The predictive applicability of deconvolution is associated with estimating a suitable UIR. Because our UIR is derived from subcutaneous PK data, our model relies on an assumption of near instantaneous absorption. Our estimated absorption (Ka) value of 12 hr⁻¹ provides evidence of instantaneous absorption of ISL into the plasma from the subcutaneous space. While sampling was limited in the SC bolus rat study, the observed data was developed into a fit-for-purpose model describing the mean population parameters necessary for deconvolution. Additionally, dose level half-life estimation was limited by sparse sampling in the elimination phase and was not utilized as a PK parameter for deconvolution. The sparse observed data prior to C_max indicated rapid absorption of ISL 10–30 min after SC bolus administration for all doses. Future studies present an opportunity to intensely sample the absorption and terminal phases to improve robustness for applications that require a full PK model. Though limited literature is available on the individual acceptability of UIRs estimated from extravascular routes of administration, various extended release models have been reported that leverage extravascular routes of administration for deconvolution purposes [32,33]. Additionally, European and U.S. agencies accept UIR derived from extravascular routes of administration for regulatory review purposes [34,35]. The applicability of our model to inform dose-translation efforts also relies on an assumption that SC absorption rates do not differ between species. This approach to derive in vivo absorption has been successful in translating dosing from preclinical to clinical phases [17,30]. Altogether, we found the deconvolution methods conducted herein to be highly applicable to this platform and do not expect dose translation to be inhibited by use of a SC dose-ranging design for PK analysis and UIR determination.

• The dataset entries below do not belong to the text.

PR #707, opened 2023-09-25
fix: proper version comparison

jimniels:
The old version comparison would fail (in the future) for a version comparison like:

"1.10" > "1.8"

This is fixed in this PR with the `compareVersions` function (which includes tests).

### DIFF
--- a/src/schemas/compareVersions.ts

Novel LA PrEP platforms with simplified dosing are critical for addressing adherence challenges in HIV prevention. The PK modeling approach applied herein demonstrates that our reservoir-style biodegradable ISL-eluting implant can sustain zero-order release at least 30 μg/day for 5 months in rats. We project that this implant could achieve clinical exposure exceeding ISL’s PrEP efficacy threshold. Li et al. previously demonstrated the utility of this implant design for sustained zero-order hormonal contraceptive delivery [22]. This deconvolution approach estimated the daily dose of a prototype implant designed to deliver extended-duration antivirals. Together, these data support the utility of PK modeling as a guide to preclinical development of this implant device as a promising candidate for co-formulation and downstream applications in multipurpose prevention technologies (MPT) including LA HIV PrEP.